Optimal Scheduling and Power Allocation for Two-Hop Energy Harvesting Communication Systems

TL;DR

This paper explores optimal scheduling and power allocation strategies for two-hop energy harvesting communication systems, demonstrating how directional water-filling guides design and improves performance under energy randomness.

Contribution

It introduces a novel application of directional water-filling to two-hop EH systems and develops efficient algorithms for joint scheduling and power allocation.

Findings

Directional water-filling guides optimal design.

Joint scheduling and power allocation improve performance.

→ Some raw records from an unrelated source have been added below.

PR #168, opened 2022-07-19
Improve OpenSecureConnection to return error if card is uninitialized…

maevyn11:
… after selecting, instead of proceeding with doomed pairing attempt. 

simple improvement to robustness I ran into while smoke testing Douglas' testnet cards.


npmaile (approved):
very cash money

Algorithms outperform non-optimized schemes.

Abstract

Energy harvesting (EH) has recently emerged as a promising technique for green communications. To realize its potential, communication protocols need to be redesigned to combat the randomness of the harvested energy. In this paper, we investigate how to apply relaying to improve the short-term performance of EH communication systems. With an EH source and a non-EH half-duplex relay, we consider two different design objectives: 1) short-term throughput maximization; and 2) transmission completion time minimization. Both problems are joint scheduling and power allocation problems, rendered quite challenging by the half-duplex constraint at the relay. A key finding is that directional water-filling (DWF), which is the optimal power allocation algorithm for the single-hop EH system, can serve as guideline for the design of two-hop communication systems, as it not only determines the value of the optimal performance, but also forms the basis to derive optimal solutions for both design problems. Based on a relaxed energy profile along with the DWF algorithm, we derive key properties of the optimal solutions for both problems and thereafter propose efficient algorithms. Simulation results will show that both scheduling and power allocation optimizations are necessary in two-hop EH communication systems.